Each entry below needs to be retyped exactly as given.

───── EXTRACTED MATERIAL

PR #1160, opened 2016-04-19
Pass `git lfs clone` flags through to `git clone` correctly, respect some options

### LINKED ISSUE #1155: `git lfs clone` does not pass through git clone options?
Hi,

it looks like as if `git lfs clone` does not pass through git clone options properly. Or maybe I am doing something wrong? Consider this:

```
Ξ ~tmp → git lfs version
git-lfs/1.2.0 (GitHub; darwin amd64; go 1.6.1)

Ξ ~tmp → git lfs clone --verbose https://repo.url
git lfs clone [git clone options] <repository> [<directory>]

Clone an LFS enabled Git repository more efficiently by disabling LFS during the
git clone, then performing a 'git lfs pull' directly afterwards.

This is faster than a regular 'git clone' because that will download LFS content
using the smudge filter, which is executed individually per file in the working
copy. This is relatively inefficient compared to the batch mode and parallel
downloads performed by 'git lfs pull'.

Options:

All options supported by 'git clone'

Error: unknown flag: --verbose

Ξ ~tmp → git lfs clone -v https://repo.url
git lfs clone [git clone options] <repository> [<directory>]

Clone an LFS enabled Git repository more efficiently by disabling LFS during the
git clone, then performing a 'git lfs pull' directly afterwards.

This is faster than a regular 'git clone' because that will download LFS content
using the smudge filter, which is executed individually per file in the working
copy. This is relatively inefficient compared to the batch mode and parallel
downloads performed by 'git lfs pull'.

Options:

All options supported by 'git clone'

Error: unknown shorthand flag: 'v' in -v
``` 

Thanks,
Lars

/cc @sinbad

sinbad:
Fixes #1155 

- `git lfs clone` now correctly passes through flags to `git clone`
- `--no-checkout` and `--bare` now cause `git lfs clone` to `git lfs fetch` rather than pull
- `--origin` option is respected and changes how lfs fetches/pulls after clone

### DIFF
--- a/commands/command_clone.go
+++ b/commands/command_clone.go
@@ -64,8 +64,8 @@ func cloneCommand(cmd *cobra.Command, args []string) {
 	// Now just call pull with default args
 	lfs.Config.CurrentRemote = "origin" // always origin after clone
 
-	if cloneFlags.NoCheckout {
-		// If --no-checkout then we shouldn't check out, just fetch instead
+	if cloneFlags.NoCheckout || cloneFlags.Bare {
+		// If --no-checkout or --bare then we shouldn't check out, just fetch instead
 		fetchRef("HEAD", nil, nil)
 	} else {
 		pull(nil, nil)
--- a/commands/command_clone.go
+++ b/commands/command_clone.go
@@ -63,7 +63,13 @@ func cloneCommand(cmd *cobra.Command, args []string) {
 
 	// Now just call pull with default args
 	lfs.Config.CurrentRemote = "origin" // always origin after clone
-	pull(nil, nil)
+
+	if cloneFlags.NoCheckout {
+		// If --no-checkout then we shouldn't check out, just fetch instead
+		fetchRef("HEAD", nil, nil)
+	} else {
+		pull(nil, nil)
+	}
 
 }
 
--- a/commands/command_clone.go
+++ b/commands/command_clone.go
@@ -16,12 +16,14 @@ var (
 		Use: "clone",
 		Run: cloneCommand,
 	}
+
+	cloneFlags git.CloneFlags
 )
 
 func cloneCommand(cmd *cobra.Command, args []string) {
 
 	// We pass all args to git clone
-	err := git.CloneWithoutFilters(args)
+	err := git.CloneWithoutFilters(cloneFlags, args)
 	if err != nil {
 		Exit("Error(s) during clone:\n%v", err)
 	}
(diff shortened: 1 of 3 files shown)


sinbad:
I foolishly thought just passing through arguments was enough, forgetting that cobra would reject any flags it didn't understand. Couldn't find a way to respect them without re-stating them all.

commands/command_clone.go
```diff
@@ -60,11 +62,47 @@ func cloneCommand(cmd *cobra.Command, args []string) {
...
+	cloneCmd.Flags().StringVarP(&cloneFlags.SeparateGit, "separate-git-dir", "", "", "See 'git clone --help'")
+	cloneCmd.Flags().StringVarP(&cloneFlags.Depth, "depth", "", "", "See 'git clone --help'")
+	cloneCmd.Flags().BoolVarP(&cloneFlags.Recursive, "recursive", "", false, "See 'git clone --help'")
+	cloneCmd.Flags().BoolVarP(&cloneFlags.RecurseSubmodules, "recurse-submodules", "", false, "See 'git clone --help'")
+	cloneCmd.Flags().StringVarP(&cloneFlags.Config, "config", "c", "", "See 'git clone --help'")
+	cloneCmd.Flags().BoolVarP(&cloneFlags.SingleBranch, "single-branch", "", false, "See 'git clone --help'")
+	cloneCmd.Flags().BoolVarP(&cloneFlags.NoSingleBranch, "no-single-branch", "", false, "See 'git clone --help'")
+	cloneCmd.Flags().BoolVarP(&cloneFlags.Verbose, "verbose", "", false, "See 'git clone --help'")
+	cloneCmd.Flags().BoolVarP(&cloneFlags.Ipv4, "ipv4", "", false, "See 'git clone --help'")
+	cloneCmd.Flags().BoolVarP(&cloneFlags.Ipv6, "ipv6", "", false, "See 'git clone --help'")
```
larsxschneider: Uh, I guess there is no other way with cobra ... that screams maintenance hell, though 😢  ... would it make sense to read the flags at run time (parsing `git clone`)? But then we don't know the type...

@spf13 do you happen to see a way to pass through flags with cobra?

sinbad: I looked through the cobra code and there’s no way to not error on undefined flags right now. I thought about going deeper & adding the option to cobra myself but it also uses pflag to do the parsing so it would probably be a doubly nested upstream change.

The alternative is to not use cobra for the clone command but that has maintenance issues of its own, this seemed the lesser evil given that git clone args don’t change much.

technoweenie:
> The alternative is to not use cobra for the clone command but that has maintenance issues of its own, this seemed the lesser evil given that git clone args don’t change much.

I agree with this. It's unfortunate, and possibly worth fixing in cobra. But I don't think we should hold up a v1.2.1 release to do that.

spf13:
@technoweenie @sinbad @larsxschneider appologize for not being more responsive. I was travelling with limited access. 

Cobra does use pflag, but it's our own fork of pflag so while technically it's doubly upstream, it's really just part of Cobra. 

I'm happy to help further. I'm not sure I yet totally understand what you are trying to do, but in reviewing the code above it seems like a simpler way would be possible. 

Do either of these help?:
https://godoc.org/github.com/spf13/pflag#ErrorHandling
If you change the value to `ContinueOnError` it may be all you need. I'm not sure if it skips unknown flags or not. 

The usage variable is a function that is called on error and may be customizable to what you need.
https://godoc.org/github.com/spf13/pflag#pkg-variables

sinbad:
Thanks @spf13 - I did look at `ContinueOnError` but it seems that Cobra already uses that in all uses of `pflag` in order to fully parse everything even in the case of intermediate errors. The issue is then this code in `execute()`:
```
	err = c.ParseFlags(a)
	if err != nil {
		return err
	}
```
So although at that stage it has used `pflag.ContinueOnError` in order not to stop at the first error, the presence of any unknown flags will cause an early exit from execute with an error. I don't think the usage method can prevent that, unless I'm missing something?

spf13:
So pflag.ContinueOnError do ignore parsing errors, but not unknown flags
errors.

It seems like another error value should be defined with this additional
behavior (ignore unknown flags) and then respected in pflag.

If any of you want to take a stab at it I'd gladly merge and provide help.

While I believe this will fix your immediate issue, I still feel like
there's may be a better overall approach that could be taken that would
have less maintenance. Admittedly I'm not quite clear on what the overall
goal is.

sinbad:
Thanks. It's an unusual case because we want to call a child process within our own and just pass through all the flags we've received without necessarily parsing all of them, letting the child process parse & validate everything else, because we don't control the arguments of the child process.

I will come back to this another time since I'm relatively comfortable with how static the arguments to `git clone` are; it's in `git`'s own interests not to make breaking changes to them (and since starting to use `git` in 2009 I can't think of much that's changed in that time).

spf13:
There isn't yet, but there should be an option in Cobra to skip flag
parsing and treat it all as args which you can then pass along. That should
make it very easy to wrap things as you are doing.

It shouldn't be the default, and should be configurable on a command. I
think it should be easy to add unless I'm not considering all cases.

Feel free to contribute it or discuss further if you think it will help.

──────────

**WRITTEN ANSWER**.
PR #1160, opened 2016-04-19
Pass `git lfs clone` flags through to `git clone` correctly, respect some options

### LINKED ISSUE #1155: `git lfs clone` does not pass through git clone options?
Hi,

it looks like as if `git lfs clone` does not pass through git clone options properly. Or maybe I am doing something wrong? Consider this:

```
Ξ ~tmp → git lfs version
git-lfs/1.2.0 (GitHub; darwin amd64; go 1.6.1)

Ξ ~tmp → git lfs clone --verbose https://repo.url
git lfs clone [git clone options] <repository> [<directory>]

Clone an LFS enabled Git repository more efficiently by disabling LFS during the
git clone, then performing a 'git lfs pull' directly afterwards.

This is faster than a regular 'git clone' because that will download LFS content
using the smudge filter, which is executed individually per file in the working
copy. This is relatively inefficient compared to the batch mode and parallel
downloads performed by 'git lfs pull'.

Options:

All options supported by 'git clone'

Error: unknown flag: --verbose

Ξ ~tmp → git lfs clone -v https://repo.url
git lfs clone [git clone options] <repository> [<directory>]

Clone an LFS enabled Git repository more efficiently by disabling LFS during the
git clone, then performing a 'git lfs pull' directly afterwards.

This is faster than a regular 'git clone' because that will download LFS content
using the smudge filter, which is executed individually per file in the working
copy. This is relatively inefficient compared to the batch mode and parallel
downloads performed by 'git lfs pull'.

Options:

All options supported by 'git clone'

Error: unknown shorthand flag: 'v' in -v
``` 

Thanks,
Lars

/cc @sinbad

sinbad:
Fixes #1155 

- `git lfs clone` now correctly passes through flags to `git clone`
- `--no-checkout` and `--bare` now cause `git lfs clone` to `git lfs fetch` rather than pull
- `--origin` option is respected and changes how lfs fetches/pulls after clone

### DIFF
--- a/commands/command_clone.go
+++ b/commands/command_clone.go
@@ -64,8 +64,8 @@ func cloneCommand(cmd *cobra.Command, args []string) {
 	// Now just call pull with default args
 	lfs.Config.CurrentRemote = "origin" // always origin after clone
 
-	if cloneFlags.NoCheckout {
-		// If --no-checkout then we shouldn't check out, just fetch instead
+	if cloneFlags.NoCheckout || cloneFlags.Bare {
+		// If --no-checkout or --bare then we shouldn't check out, just fetch instead
 		fetchRef("HEAD", nil, nil)
 	} else {
 		pull(nil, nil)
--- a/commands/command_clone.go
+++ b/commands/command_clone.go
@@ -63,7 +63,13 @@ func cloneCommand(cmd *cobra.Command, args []string) {
 
 	// Now just call pull with default args
 	lfs.Config.CurrentRemote = "origin" // always origin after clone
-	pull(nil, nil)
+
+	if cloneFlags.NoCheckout {
+		// If --no-checkout then we shouldn't check out, just fetch instead
+		fetchRef("HEAD", nil, nil)
+	} else {
+		pull(nil, nil)
+	}
 
 }
 
--- a/commands/command_clone.go
+++ b/commands/command_clone.go
@@ -16,12 +16,14 @@ var (
 		Use: "clone",
 		Run: cloneCommand,
 	}
+
+	cloneFlags git.CloneFlags
 )
 
 func cloneCommand(cmd *cobra.Command, args []string) {
 
 	// We pass all args to git clone
-	err := git.CloneWithoutFilters(args)
+	err := git.CloneWithoutFilters(cloneFlags, args)
 	if err != nil {
 		Exit("Error(s) during clone:\n%v", err)
 	}
(diff shortened: 1 of 3 files shown)


sinbad:
I foolishly thought just passing through arguments was enough, forgetting that cobra would reject any flags it didn't understand. Couldn't find a way to respect them without re-stating them all.

commands/command_clone.go
```diff
@@ -60,11 +62,47 @@ func cloneCommand(cmd *cobra.Command, args []string) {
...
+	cloneCmd.Flags().StringVarP(&cloneFlags.SeparateGit, "separate-git-dir", "", "", "See 'git clone --help'")
+	cloneCmd.Flags().StringVarP(&cloneFlags.Depth, "depth", "", "", "See 'git clone --help'")
+	cloneCmd.Flags().BoolVarP(&cloneFlags.Recursive, "recursive", "", false, "See 'git clone --help'")
+	cloneCmd.Flags().BoolVarP(&cloneFlags.RecurseSubmodules, "recurse-submodules", "", false, "See 'git clone --help'")
+	cloneCmd.Flags().StringVarP(&cloneFlags.Config, "config", "c", "", "See 'git clone --help'")
+	cloneCmd.Flags().BoolVarP(&cloneFlags.SingleBranch, "single-branch", "", false, "See 'git clone --help'")
+	cloneCmd.Flags().BoolVarP(&cloneFlags.NoSingleBranch, "no-single-branch", "", false, "See 'git clone --help'")
+	cloneCmd.Flags().BoolVarP(&cloneFlags.Verbose, "verbose", "", false, "See 'git clone --help'")
+	cloneCmd.Flags().BoolVarP(&cloneFlags.Ipv4, "ipv4", "", false, "See 'git clone --help'")
+	cloneCmd.Flags().BoolVarP(&cloneFlags.Ipv6, "ipv6", "", false, "See 'git clone --help'")
```
larsxschneider: Uh, I guess there is no other way with cobra ... that screams maintenance hell, though 😢  ... would it make sense to read the flags at run time (parsing `git clone`)? But then we don't know the type...

@spf13 do you happen to see a way to pass through flags with cobra?

sinbad: I looked through the cobra code and there’s no way to not error on undefined flags right now. I thought about going deeper & adding the option to cobra myself but it also uses pflag to do the parsing so it would probably be a doubly nested upstream change.

The alternative is to not use cobra for the clone command but that has maintenance issues of its own, this seemed the lesser evil given that git clone args don’t change much.

technoweenie:
> The alternative is to not use cobra for the clone command but that has maintenance issues of its own, this seemed the lesser evil given that git clone args don’t change much.

I agree with this. It's unfortunate, and possibly worth fixing in cobra. But I don't think we should hold up a v1.2.1 release to do that.

spf13:
@technoweenie @sinbad @larsxschneider appologize for not being more responsive. I was travelling with limited access. 

Cobra does use pflag, but it's our own fork of pflag so while technically it's doubly upstream, it's really just part of Cobra. 

I'm happy to help further. I'm not sure I yet totally understand what you are trying to do, but in reviewing the code above it seems like a simpler way would be possible. 

Do either of these help?:
https://godoc.org/github.com/spf13/pflag#ErrorHandling
If you change the value to `ContinueOnError` it may be all you need. I'm not sure if it skips unknown flags or not. 

The usage variable is a function that is called on error and may be customizable to what you need.
https://godoc.org/github.com/spf13/pflag#pkg-variables

sinbad:
Thanks @spf13 - I did look at `ContinueOnError` but it seems that Cobra already uses that in all uses of `pflag` in order to fully parse everything even in the case of intermediate errors. The issue is then this code in `execute()`:
```
	err = c.ParseFlags(a)
	if err != nil {
		return err
	}
```
So although at that stage it has used `pflag.ContinueOnError` in order not to stop at the first error, the presence of any unknown flags will cause an early exit from execute with an error. I don't think the usage method can prevent that, unless I'm missing something?

spf13:
So pflag.ContinueOnError do ignore parsing errors, but not unknown flags
errors.

It seems like another error value should be defined with this additional
behavior (ignore unknown flags) and then respected in pflag.

If any of you want to take a stab at it I'd gladly merge and provide help.

While I believe this will fix your immediate issue, I still feel like
there's may be a better overall approach that could be taken that would
have less maintenance. Admittedly I'm not quite clear on what the overall
goal is.

sinbad:
Thanks. It's an unusual case because we want to call a child process within our own and just pass through all the flags we've received without necessarily parsing all of them, letting the child process parse & validate everything else, because we don't control the arguments of the child process.

I will come back to this another time since I'm relatively comfortable with how static the arguments to `git clone` are; it's in `git`'s own interests not to make breaking changes to them (and since starting to use `git` in 2009 I can't think of much that's changed in that time).

spf13:
There isn't yet, but there should be an option in Cobra to skip flag
parsing and treat it all as args which you can then pass along. That should
make it very easy to wrap things as you are doing.

It shouldn't be the default, and should be configurable on a command. I
think it should be easy to add unless I'm not considering all cases.

Feel free to contribute it or discuss further if you think it will help.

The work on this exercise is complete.